REQUIRED WORK ▸ Please copy out every line in the records below that includes the word "what".

DATASET RECORDS ▸
================================
PR #525, opened 2016-06-22
Closes #497: Extend and fill organizations with alternative names

### LINKED ISSUE #497: Extend the aff matching module with alternative names field and fill it during reading
Use the institution map created in #429

madryk:


iis-wf/iis-wf-affmatching/src/main/java/eu/dnetlib/iis/wf/affmatching/AffMatchingJob.java
```diff
@@ -112,12 +118,31 @@ private static AffMatchingService createAffMatchingService(JavaSparkContext spar
...
+        affMatchingService.setAffMatchOrganizationAltNameFiller(altNameFiller);
         
         return affMatchingService;
     }
     
+    private static AffMatchOrganizationAltNameFiller createAffMatchOrganizationAltNameFiller() throws IOException {
+        
+        AffMatchOrganizationAltNameFiller altNameFiller = new AffMatchOrganizationAltNameFiller();
+        
+        List<String> altNamesCountryCodes = of(
```
marekhorst: I am wondering how dynamic this list could become. If it is rather static - let's leave it as it is. But if it is going to be changed from time to time then maybe we should define it somewhere alongside files with mappings (as a let's call it registry file). This way someone adding new language file will spot registry file right away and add new entry in registry. Otherwise one would need to know there is java definition to be altered and recompiled.

iis-wf/iis-wf-affmatching/src/main/java/eu/dnetlib/iis/wf/affmatching/AffMatchingJob.java
```diff
@@ -112,12 +118,31 @@ private static AffMatchingService createAffMatchingService(JavaSparkContext spar
...
-        affMatchingService.setAffOrgMatchers(of(docOrgRelationMatcher, mainSectionHashBucketMatcher, firstWordsHashBucketMatcher));
+        AffMatchOrganizationAltNameFiller altNameFiller = createAffMatchOrganizationAltNameFiller();
+        affMatchingService.setAffMatchOrganizationAltNameFiller(altNameFiller);
         
         return affMatchingService;
     }
     
+    private static AffMatchOrganizationAltNameFiller createAffMatchOrganizationAltNameFiller() throws IOException {
+        
+        AffMatchOrganizationAltNameFiller altNameFiller = new AffMatchOrganizationAltNameFiller();
```
marekhorst: It's only after I read this name for the 10th time I finally realized it is `Filler` not `Filter`. I was going to ask what do we filter here ;)

iis-wf/iis-wf-affmatching/src/main/java/eu/dnetlib/iis/wf/affmatching/model/AffMatchOrganization.java
```diff
@@ -78,6 +82,34 @@ public String getWebsiteUrl() {
...
+    public void addAlternativeName(String alternativeName) {
+        this.alternativeNames.add(alternativeName);
+    }
+    
+    /**
+     * Returns the list with all organization names.
+     * That is main {@link #getName()} with all {@link #getAlternativeNames()} 
+     */
+    public List<String> getNames() {
+        List<String> names = Lists.newArrayList(name);
```
marekhorst: I guess it will be better to allocate `ArrayList` with fixed capacity (`alternativeNames.size() +1`) and then add all the names. This will prevent from potential reallocation.

iis-wf/iis-wf-affmatching/src/main/java/eu/dnetlib/iis/wf/affmatching/orgalternativenames/AffMatchOrganizationAltNameFiller.java
```diff
@@ -0,0 +1,85 @@
...
+    
+    
+    //------------------------ PRIVATE --------------------------
+    
+    private List<String> fetchAlternativeNames(List<String> originalNames) {
+        
+        for (List<String> alternativeNames : alternativeNamesDictionary) {
+            
+            if (containsSameOrganizationName(originalNames, alternativeNames)) {
+                return filterAlreadyPresentAlternativeNames(alternativeNames, originalNames);
```
marekhorst: Do we want to interrupt after finding first match? 

If we are dealing with original English name then we will stop after finding first match from the first language package, am I right?

I am wondering about covering the scenario when affiliation contains English organization name while organization name is defined in some other language. Was there any case of finding non-english name among set of organizations?

iis-wf/iis-wf-affmatching/src/main/java/eu/dnetlib/iis/wf/affmatching/orgalternativenames/CsvOrganizationAltNamesDictionaryFactory.java
```diff
@@ -0,0 +1,60 @@
...
+    
+    //------------------------ LOGIC --------------------------
+    
+    /**
+     * Creates dictionary of alternative organization names using csv files located 
+     * under provided classpaths.
+     */
+    public List<List<String>> createAlternativeNamesDictionary(List<String> classpathCsvResources) throws IOException {
+        
+        List<List<String>> dictionary = Lists.newArrayList();
```
marekhorst: Have you considered using `List` of `Set` of `String`s? This will eliminate potential duplicates right away.

iis-wf/iis-wf-affmatching/src/test/java/eu/dnetlib/iis/wf/affmatching/AffMatchingAffOrgQualityTest.java
```diff
@@ -253,6 +255,29 @@ private AffMatchingService createAffMatchingService() {
...
+        
         return affMatchingService;
     }
+   
+   
+   private AffMatchOrganizationAltNameFiller createAffMatchOrganizationAltNameFiller() throws IOException {
+       
+       AffMatchOrganizationAltNameFiller altNameFiller = new AffMatchOrganizationAltNameFiller();
+       
+       List<String> altNamesCountryCodes = of(
```
marekhorst: Again, if we had it in resource file we wouldn't need to define set of languages explicitly. I guess we could even be more generic and do not assume those are languages and simply put file names in registry. 

Going even further we could drop `universities_` prefix from file name since we have it all in `universities` directory.

iis-wf/iis-wf-affmatching/src/test/java/eu/dnetlib/iis/wf/affmatching/match/voter/AffOrgMatchVoterStrengthEstimator.java
```diff
@@ -405,9 +408,30 @@ private AffMatchingService createAffMatchingService() {
...
+        affMatchingService.setAffMatchOrganizationAltNameFiller(altNameFiller);
+        
         return affMatchingService;
     }
     
+    private AffMatchOrganizationAltNameFiller createAffMatchOrganizationAltNameFiller() throws IOException {
+        
+        AffMatchOrganizationAltNameFiller altNameFiller = new AffMatchOrganizationAltNameFiller();
+        
+        List<String> altNamesCountryCodes = of(
```
marekhorst: My other comments related to `altNamesCountryCodes` are applicable here as well.

iis-wf/iis-wf-affmatching/src/main/java/eu/dnetlib/iis/wf/affmatching/AffMatchingJob.java
madryk: Indeed, they are very similar. I can't think of any better name though.
If you have some proposition. Please tell.

iis-wf/iis-wf-affmatching/src/main/java/eu/dnetlib/iis/wf/affmatching/orgalternativenames/CsvOrganizationAltNamesDictionaryFactory.java
madryk: This is a good idea

iis-wf/iis-wf-affmatching/src/main/java/eu/dnetlib/iis/wf/affmatching/orgalternativenames/AffMatchOrganizationAltNameFiller.java
madryk: Not sure if I understand it right.

There is no need to always go through all alternativeNames. We assume that single organization alternative names are defined in one line and only in single file. The same organization can't be added to dictionary twice with different alternative names. So first match is good enough. Otherwise some merging mechanism should be implemented when building dictionary.

Yes, we always stop after finding first match (in any of the alternative names). We're looking in all of alternative names so it doesn't matter if its English or native.

If affiliation is in English and organization is in native language. Then to organization alternative names English version will be added. Next we will have to update voters, so they will use alternativeName field. And match will be found.

iis-wf/iis-wf-affmatching/src/main/java/eu/dnetlib/iis/wf/affmatching/AffMatchingJob.java
madryk: IMO it is overcomplication.
If someone is adding new file with alternative names pack in `src/main/resources/eu/dnetlib/iis/wf/affmatching/universities` then it is implied that he knows about definition in java code because he had to somehow find this files. Assuming standard approach for exploration of the code (that is top-down approach) developer will go through `workflow.xml` ->`AffMatchingJob` -> `createAffMatchOrganizationAltNameFiller()` and he would find location of the all alternative names files. Next he would think: 'All the files are under `src/main/resources/eu/dnetlib/iis/wf/affmatching/universities` classpath. Ok, I will add new file there`.
As for definition existing in several places - I will fix it.

iis-wf/iis-wf-affmatching/src/test/java/eu/dnetlib/iis/wf/affmatching/AffMatchingAffOrgQualityTest.java
madryk: OK for defining resources as simple list - maybe it will be more readable if there will be no loop for creating classpath strings.
I would leave `universities_` prefix in files. It is not long and quite 'readable'. If I would see bunch of files named with just two letters my first thought would be: Those files are named with some two random letters. When filename is prefixed then I would think that they are not some random and my brain would caught quicker that those two letters stands for country code.

iis-wf/iis-wf-affmatching/src/main/java/eu/dnetlib/iis/wf/affmatching/orgalternativenames/AffMatchOrganizationAltNameFiller.java
marekhorst: > BTW. universities resource files are not really language packages it's rather country packages (pl stands for Poland in universities_pl.csv not Polish)

OK, now it's all clear!

iis-wf/iis-wf-affmatching/src/main/java/eu/dnetlib/iis/wf/affmatching/AffMatchingJob.java
marekhorst: Appender, attacher? Supplier maybe? We could stick with `Filler` - since I finally read what was written I know what it does ;)

iis-wf/iis-wf-affmatching/src/main/java/eu/dnetlib/iis/wf/affmatching/orgalternativenames/OrganizationAltNameConst.java
```diff
@@ -0,0 +1,44 @@
...
+            "/eu/dnetlib/iis/wf/affmatching/universities/universities_lt.csv",
+            "/eu/dnetlib/iis/wf/affmatching/universities/universities_lu.csv",
+            "/eu/dnetlib/iis/wf/affmatching/universities/universities_lv.csv",
+            "/eu/dnetlib/iis/wf/affmatching/universities/universities_nl.csv",
+            "/eu/dnetlib/iis/wf/affmatching/universities/universities_pl.csv",
+            "/eu/dnetlib/iis/wf/affmatching/universities/universities_pt.csv",
+            "/eu/dnetlib/iis/wf/affmatching/universities/universities_ro.csv",
+            "/eu/dnetlib/iis/wf/affmatching/universities/universities_se.csv",
+            "/eu/dnetlib/iis/wf/affmatching/universities/universities_si.csv",
+            "/eu/dnetlib/iis/wf/affmatching/universities/universities_sk.csv"
```
marekhorst: Nice. We could also extract common parts of all those paths into some `rootPath` variable. But I don't want to be too picky so it's all up to you.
================================
WRITTEN ANSWER ▸
marekhorst: It's only after I read this name for the 10th time I finally realized it is `Filler` not `Filter`. I was going to ask what do we filter here ;)
marekhorst: Appender, attacher? Supplier maybe? We could stick with `Filler` - since I finally read what was written I know what it does ;)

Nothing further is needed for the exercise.